→ **WORK TO BE COMPLETED**: Would you give the entries below again, precisely as they are written?

--*--

PR #346, opened 2021-06-24
Update Zonefiles/Update DB changes

wershlak:
# Zonefile Updates

Starting an MR to update zone files with some of the changes folks are working on for the sneezy-mud instance. We'll continue to build up this branch as we update more items. Just want to ensure it's preserved somehow for now.

## background

Currently, zone files are in the lib directory which is preserved in a docker volume. So a "new" build will get these changes as we commit. Existing instances will need to manually put these in place. I'll take a crack at fixing this process later unless someone else fixes it first.

## Item Updates

We need to contribute the DB updates back at the same time but aren't able to do that just yet. More to come.


cizra:
Here https://github.com/sneezymud/sneezymud/tree/mutable-dir is my attempt at decoupling mutable from fixed data. I don't quite recall where it went wrong, but it didn't really work. Perhaps you can use it as a starting point in your endeavour.

wershlak:
@cizra I've got all the DB updates here for the latest updates on live. This should be mergeable as far as I know.

Can you think of any reason it wouldn't be?

cizra (approved):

--*--

→ **RESULT OF THE TASK**:
PR #346, opened 2021-06-24
Update Zonefiles/Update DB changes

wershlak:
# Zonefile Updates

Starting an MR to update zone files with some of the changes folks are working on for the sneezy-mud instance. We'll continue to build up this branch as we update more items. Just want to ensure it's preserved somehow for now.

## background

Currently, zone files are in the lib directory which is preserved in a docker volume. So a "new" build will get these changes as we commit. Existing instances will need to manually put these in place. I'll take a crack at fixing this process later unless someone else fixes it first.

## Item Updates

We need to contribute the DB updates back at the same time but aren't able to do that just yet. More to come.


cizra:
Here https://github.com/sneezymud/sneezymud/tree/mutable-dir is my attempt at decoupling mutable from fixed data. I don't quite recall where it went wrong, but it didn't really work. Perhaps you can use it as a starting point in your endeavour.

wershlak:
@cizra I've got all the DB updates here for the latest updates on live. This should be mergeable as far as I know.

Can you think of any reason it wouldn't be?

cizra (approved):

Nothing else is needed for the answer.